Systematic continuous glucose monitoring (CGM) is commonly provided as a treatment option to patients with diabetes in ambulatory care settings yet is rarely provided during hospitalization. CGM of inpatients has the potential to be the care delivery innovation that is feasible, cost effective and can improve glucose control, especially by reducing hypoglycemic events. Studies of CGM use in the ICU setting have been found to be helpful for reducing hypoglycemia in some studies while less so in others, however, these studies were performed with earlier generation glucose monitoring devices(5). ICU studies have confirmed accuracy of CGM measurements compared with capillary glucose even in settings with use of vasopressors and large-volume resuscitation. A limited number of studies have evaluated glycemic outcomes in the inpatient non-ICU setting. Studies of non-ICU patients (6-10) are limited by very small sample size, short study duration, and use of older CGM devices. There is, therefore, a critical need to systematically investigate the use of CGM in the inpatient care of patients with diabetes mellitus who are receiving care in a hospital setting that is typical of inpatient care.

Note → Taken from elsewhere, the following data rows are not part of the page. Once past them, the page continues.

PR #2066, opened 2017-04-26
Adding support to Babylon.JS for morph targets

BeardedGnome:
1) Fixes a compiler error in serializers (capitalization of a memeber)
2) Adds support to morph targets to have tangent data

### DIFF
--- a/src/Shaders/ShadersInclude/morphTargetsVertex.fx
+++ b/src/Shaders/ShadersInclude/morphTargetsVertex.fx
@@ -3,5 +3,10 @@
 	
 	#ifdef MORPHTARGETS_NORMAL
 	normalUpdated += (normal{X} - normal) * morphTargetInfluences[{X}];
-	#endif	
+	#endif
+
+	#ifdef MORPHTARGETS_TANGENT
+	tangentTemp = tangentUpdated.xyz + ((tangent{X} - tangent.xyz) * morphTargetInfluences[{X}]);
+	tangentUpdated = vec4(tangentTemp, tangentUpdated.w);
+	#endif
 #endif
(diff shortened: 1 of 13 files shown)


src/Shaders/ShadersInclude/morphTargetsVertex.fx
```diff
@@ -3,5 +3,10 @@
 	
 	#ifdef MORPHTARGETS_NORMAL
 	normalUpdated += (normal{X} - normal) * morphTargetInfluences[{X}];
-	#endif	
+	#endif
+
+	#ifdef MORPHTARGETS_TANGENT
+	tangentTemp = tangentUpdated.xyz + ((tangent{X} - tangent.xyz) * morphTargetInfluences[{X}]);
```
deltakosh: This seems suspicious.
why not tangentUpdated += (tangent{X} - normal) * morphTargetInfluences[{X}];

deltakosh: Because if we have have 4 targets the final formula:

tangentTemp = 4 * tangentUpdated.xyz + sum(((tangent{X} - tangent.xyz) * morphTargetInfluences[{X}]));

deltakosh: Why introducing a tangentTemp ?

BeardedGnome: Tangent from morph targets is a vec3 delta on xyz, not on w. w should stay -1/+1. Is there a better way to do that?

deltakosh: something like:
```
tangentUpdated.xyz += (tangent{X} - tangent.xyz) * morphTargetInfluences[{X}];
```

deltakosh:
Thanks a lot!

PR #2067, opened 2017-04-26
Adding support to glTF 2.0 loader for morph targets

BeardedGnome:
@howardwolosky
@bghgary 

This builds on the previous PR that adds support for morph target tangents.

### DIFF
--- a/loaders/src/glTF/2.0/babylon.glTFLoader.ts
+++ b/loaders/src/glTF/2.0/babylon.glTFLoader.ts
@@ -508,7 +508,7 @@ module BABYLON.GLTF2 {
         var indexStarts = [];
         var indexCounts = [];
 
-        var morphTargetManager;
+        var morphTargetManager = new BABYLON.MorphTargetManager();
 
         // Positions, normals and UVs
         for (var primitiveIndex = 0; primitiveIndex < mesh.primitives.length; primitiveIndex++) {
@@ -598,8 +598,6 @@ module BABYLON.GLTF2 {
 
             // Morph Targets
             if (primitive.targets !== undefined) {
-                morphTargetManager = new BABYLON.MorphTargetManager();
-
                 for (var targetsIndex = 0; targetsIndex < primitive.targets.length; targetsIndex++) {
                     var target = primitive.targets[targetsIndex];
 
@@ -674,7 +672,7 @@ module BABYLON.GLTF2 {
         babylonMesh.computeWorldMatrix(true);
 
         // Set morph target manager after all vertices data has been processed
-        if (morphTargetManager !== undefined && (<MorphTargetManager>morphTargetManager).numInfluencers != 0) {
+        if (morphTargetManager !== undefined && morphTargetManager.numInfluencers > 0) {
             babylonMesh.morphTargetManager = morphTargetManager;
         }
 
--- a/loaders/src/glTF/2.0/babylon.glTFLoader.ts
+++ b/loaders/src/glTF/2.0/babylon.glTFLoader.ts
@@ -511,11 +511,11 @@ module BABYLON.GLTF2 {
         var morphTargetManager;
 
         // Positions, normals and UVs
-        for (var index = 0; index < mesh.primitives.length; index++) {
+        for (var primitiveIndex = 0; primitiveIndex < mesh.primitives.length; primitiveIndex++) {
             // Temporary vertex data
             var tempVertexData = new VertexData();
 
-            var primitive = mesh.primitives[index];
+            var primitive = mesh.primitives[primitiveIndex];
             if (primitive.mode !== EMeshPrimitiveMode.TRIANGLES) {
                 // continue;
             }
@@ -581,8 +581,8 @@ module BABYLON.GLTF2 {
             else {
                 // Set indices on the fly
                 var indices: number[] = [];
-                for (var j = 0; j < tempVertexData.positions.length / 3; j++) {
-                    indices.push(j);
+                for (var positionsIndex = 0; positionsIndex < tempVertexData.positions.length / 3; positionsIndex++) {
+                    indices.push(positionsIndex);
                 }
 
                 tempVertexData.indices = new Int32Array(indices);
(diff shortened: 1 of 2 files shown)


loaders/src/glTF/2.0/babylon.glTFLoader.ts
```diff
@@ -594,6 +596,70 @@ module BABYLON.GLTF2 {
             var material = getMaterial(runtime, primitive.material);
             multiMat.subMaterials.push(material);
 
+            // Morph Targets
+            if (primitive.targets !== undefined) {
+                morphTargetManager = new BABYLON.MorphTargetManager();
+
+                for (var index2 = 0; index2 < primitive.targets.length; index2++) {
```
HowardWolosky: is using `index2` and `index3`, etc... a common pattern throughout the Babylon codebase?  For smaller loops, anonymous variable names like `i` / `j` (or `index` / `index2`) seem reasonable, but once we get to larger loops like this, it seems that the code legibility could be improved with a more explicit name, like `morphTargetIndex` or something similar...

loaders/src/glTF/2.0/babylon.glTFLoader.ts
```diff
@@ -594,6 +596,70 @@ module BABYLON.GLTF2 {
...
+
+                    var weight = 0.0;
+                    if (node.weights !== undefined) {
+                        weight = node.weights[index2];
+                    }
+                    else if (mesh.weights !== undefined) {
+                        weight = mesh.weights[index2];
+                    }
+
+                    var morph = new BABYLON.MorphTarget("morph" + index2, weight);
```
HowardWolosky: It might be worthwhile to _try_ and get a reasonable name for the morph target from the file.  Right now, the only way to do that would be to grab the (optional) `name` from the `accessor` of one of the three `semantic`s.  Using a generated name like this seems like a reasonable fallback.  Can the name be changed after the `BABYLON.MorphTarget` has been created?  If not, then you might need to _set_ the data on `morph` outside of the loop.

deltakosh:
I'll just wait for @bghgary to validate it :)

loaders/src/glTF/2.0/babylon.glTFLoader.ts
BeardedGnome: It was used previously in this method, so I kept the style consistent.

loaders/src/glTF/2.0/babylon.glTFLoader.ts
BeardedGnome: `name` is public, so I can set it each time we loop for each access if it has a name.

loaders/src/glTF/2.0/babylon.glTFLoader.ts
bghgary: I don't see any other index2 variables in the file. Did you mean previously in history?

loaders/src/glTF/2.0/babylon.glTFLoader.ts
```diff
@@ -594,6 +596,70 @@ module BABYLON.GLTF2 {
...
+                    for (var semantic in target) {
+                        // Link accessor and buffer view
+                        accessor = runtime.gltf.accessors[target[semantic]];
+                        buffer = GLTFUtils.GetBufferFromAccessor(runtime, accessor);
+
+                        // glTF stores morph target information as deltas
+                        // while babylon.js expects the final data.
+                        // As a result we have to add the original data to the delta to calculate
+                        // the final data.
+                        if (semantic.toUpperCase() === "NORMAL") {
```
bghgary: Remove toUpperCase. glTF defines these to all be upper case and importMesh doesn't do this.

loaders/src/glTF/2.0/babylon.glTFLoader.ts
```diff
@@ -594,6 +596,70 @@ module BABYLON.GLTF2 {
...
+                            var normals = new Float32Array(buffer.length);
```
bghgary: This extra allocation of a Float32Array isn't necessary. `buffer` is already a Float32Array. You should be able to just cast it.

loaders/src/glTF/2.0/babylon.glTFLoader.ts
HowardWolosky: He did this to support thr exporter.  It's an artifact of a covariance issue I couldn't work around.  We can discuss it more tomorrow.  The short of it was I had to define target within the schema along with the three attributes, but doing so causes them to be camelCased on export due to the export rules.

loaders/src/glTF/2.0/babylon.glTFLoader.ts
BeardedGnome: Sorry, I meant the name `index` instead of `i` or `j`.

loaders/src/glTF/2.0/babylon.glTFLoader.ts
BeardedGnome: Here's what the exporter produces:

`          "targets": [
            {
              "position": 4,
              "normal": 3
            },
            {
              "position": 6,
              "normal": 5
            }
          ]`

Until that changes, we require `ToUpperCase`.

loaders/src/glTF/2.0/babylon.glTFLoader.ts
bghgary: I agree with Howard on this. Use better names instead of index2, etc...

BeardedGnome: Better, like smaller (j, k, l), so it's faster to load or better, like bigger (targetIndex, bufferIndex, etc) for clarity?

loaders/src/glTF/2.0/babylon.glTFLoader.ts
HowardWolosky: Also, to be fair, the schema does _not_ define these to be uppercase.  [The schema](https://github.com/KhronosGroup/glTF/tree/2.0/specification/2.0#indices-and-names) does indicate that property names should be _camelCase_, but it doesn't say anywhere that the attributes should be _UPPERCASE_.

bghgary: The [morph target section](https://github.com/KhronosGroup/glTF/tree/2.0/specification/2.0#morph-targets) explicit states what values are supported. The [schema/property reference](https://github.com/KhronosGroup/glTF/tree/2.0/specification/2.0#primitivetargets) also explicitly calls this out. All values must be uppercase.

HowardWolosky: Looks like the schema/json should be updated to clarify that those values are case-sensitive, and then I can add another iteration to the [Exporter PR](https://github.com/bghgary/glTF-Tools-for-Unity/pull/9) that reads-in the .glTF file once it has been exported and just does a string-replace on those attributes to force them to upper-case.

loaders/src/glTF/2.0/babylon.glTFLoader.ts
```diff
@@ -581,8 +581,8 @@ module BABYLON.GLTF2 {
             else {
                 // Set indices on the fly
                 var indices: number[] = [];
-                for (var j = 0; j < tempVertexData.positions.length / 3; j++) {
-                    indices.push(j);
+                for (var positionsIndex = 0; positionsIndex < tempVertexData.positions.length / 3; positionsIndex++) {
```
bghgary: positionsIndex should probably be just index?

loaders/src/glTF/2.0/babylon.glTFLoader.ts
```diff
@@ -670,16 +674,18 @@ module BABYLON.GLTF2 {
         babylonMesh.computeWorldMatrix(true);
 
         // Set morph target manager after all vertices data has been processed
-        babylonMesh.morphTargetManager = morphTargetManager;
+        if (morphTargetManager !== undefined && (<MorphTargetManager>morphTargetManager).numInfluencers != 0) {
```
bghgary: change the declaration from `var morphTargetManager` to `var morphTargetManager: MorphTargetManager` so that you don't need this cast.

loaders/src/glTF/2.0/babylon.glTFLoader.ts
```diff
@@ -600,63 +600,67 @@ module BABYLON.GLTF2 {
             if (primitive.targets !== undefined) {
                 morphTargetManager = new BABYLON.MorphTargetManager();
```
bghgary: I'm a bit confused. Is it intended that you are creating multiple MorphTargetManager objects per mesh?

loaders/src/glTF/2.0/babylon.glTFLoader.ts
BeardedGnome: Didn't you just ask for a more expressive variable name than `index`?

loaders/src/glTF/2.0/babylon.glTFLoader.ts
BeardedGnome: Good point. With the additional checks before assigning it to the mesh, I can move the object creation out a level.

loaders/src/glTF/2.0/babylon.glTFLoader.ts
bghgary: Yes, but this one is not a positionsIndex :-)

PR #2085, opened 2017-05-02
Fix lazy variable initialization bug in animatable class

bghgary:
This causes synchronization issues with other custom code that requires timings to be accurate.


deltakosh:
thanks!

PR #2088, opened 2017-05-03
Standard Rendering pipeline now computes luminance adaptation

julien-moreau:
Set an empty string when serialized lens flare has no texture


julien-moreau:
Doc is coming :)

PR #2112, opened 2017-05-08
Adjustment to position of CannonJS HeightmapImpostor

Wingnutt:
I hope this works!  :)


src/Physics/Plugins/babylon.cannonJSPlugin.ts
```diff
@@ -375,9 +372,9 @@
                 var translation = mesh.getBoundingInfo().boundingBox.center.subtract(center).subtract(mesh.position).negate();
 
                 this._tmpPosition.copyFromFloats(translation.x, translation.y - mesh.getBoundingInfo().boundingBox.extendSize.y, translation.z);
-                //add it inverted to the delta 
-                this._tmpDeltaPosition.copyFrom(mesh.getBoundingInfo().boundingBox.center.subtract(c));
-                this._tmpDeltaPosition.y += mesh.getBoundingInfo().boundingBox.extendSize.y;
+                // comments needed - wingnut removes a .subtract(c) and then adjusts z
+                this._tmpDeltaPosition.copyFrom(mesh.getBoundingInfo().boundingBox.center);
+                this._tmpDeltaPosition.z = -mesh.getBoundingInfo().boundingBox.extendSize.z;
```
dad72: Hi,
I would have -= mesh... rather than = -mesh...

Wingnutt: Not same result, Dad72.
http://www.babylonjs-playground.com/#1RKZXB#34
(lines 43/44)  
Using -= causes mesh to sink into ground, and also no physics active on far-half of terrain.

RaananW:
Hi guys,

sorry for a late reply as always :smile:
Can you explain what was wrong with the old implementation and why you think this is the right way to go?
Cannon has z as the up vector, which is not needed until you get to very specific object types like the one we are handling here. Any playground you want to show me?

src/Physics/Plugins/babylon.cannonJSPlugin.ts
Wingnutt: Uh oh, I think I have more trouble.  I forgot to test non-square terrains.  
600 x 200 terrain fails with cannonJS error.
200 x 600 fails in my impostor positioning.
CRAP CRAP CRAP!  *sigh*
Back to the drawing board, I suppose.

Wingnutt:
Hi R, thx for asking.  I guess it was [#8 in the series](http://www.babylonjs-playground.com/#1RKZXB#8) that was first seen as an issue.  Camera aiming +x (I changed to +z aimed cam soon after).

Notice that physics impostor only active in southwest quadrant of terrain.  Notice impostor extends southwest BEYOND edges of terrain, too.  It is a 500x500 terrain, and I believe the impostor need repositioning 250 units north (+x) and 250 units east (+z)  (or +y if cannon heightmap has z vertical)

Thank god you're here!  I can use all the help I can get.  But don't let this stand in the way of real life stuff, R.  I think boundingBox.extendSize changed from returning DIAMETER-like values... to returning radius-like values (half of what they once were).  But I have no proof of that, and nobody is saying I am correct.  So, likely I'm wrong.  :)  Thanks for advice/input, R.  Sorry if I'm causing you hassles, or lost on wild goose chase.

Wingnutt:
DOA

AIM 1\) Test the health impact of CGM of inpatients as defined by rates of hypo- and hyperglycemia and the derivative of time in appropriate glucose range. Forty (40) patients will be randomized 1:1 into one of two conditions. In the treatment condition, patients will receive a Dexcom Gen6 device and the clinical staff (i.e., nursing and medical staff assigned to the patient's care) will be trained to use readings from the Dexcom Gen6 for the management of the patient's glucose levels below 100. In the control condition, patients will receive a Dexcom Gen6 device, but the clinical staff (i.e., nursing and medical staff assigned to the patient's care) will not have access to the readings and will provide usual care (four glucose checks per 24 hours and use of insulin or other diabetic agent ordered by the admitting and rounding providers to determine glucose management). 1. Hypothesis 1: Patients in the treatment condition will experience fewer episodes of hypoglycemia as compared to patients in the control condition as measured by the Dexcom Gen6 readings. 2. Hypothesis 2: Patients in the treatment condition will experience less frequent hyperglycemia events as compared to patients in the control condition as measured by the Dexcom Gen6 readings.
Study Type
INTERVENTIONAL
Allocation
RANDOMIZED
Purpose
DIAGNOSTIC
Masking
NONE
Enrollment
40
Standing orders for blood sugars less than 100 will allow for administration of glucose replacement in the intervention group based on Dexcom Gen6 readings.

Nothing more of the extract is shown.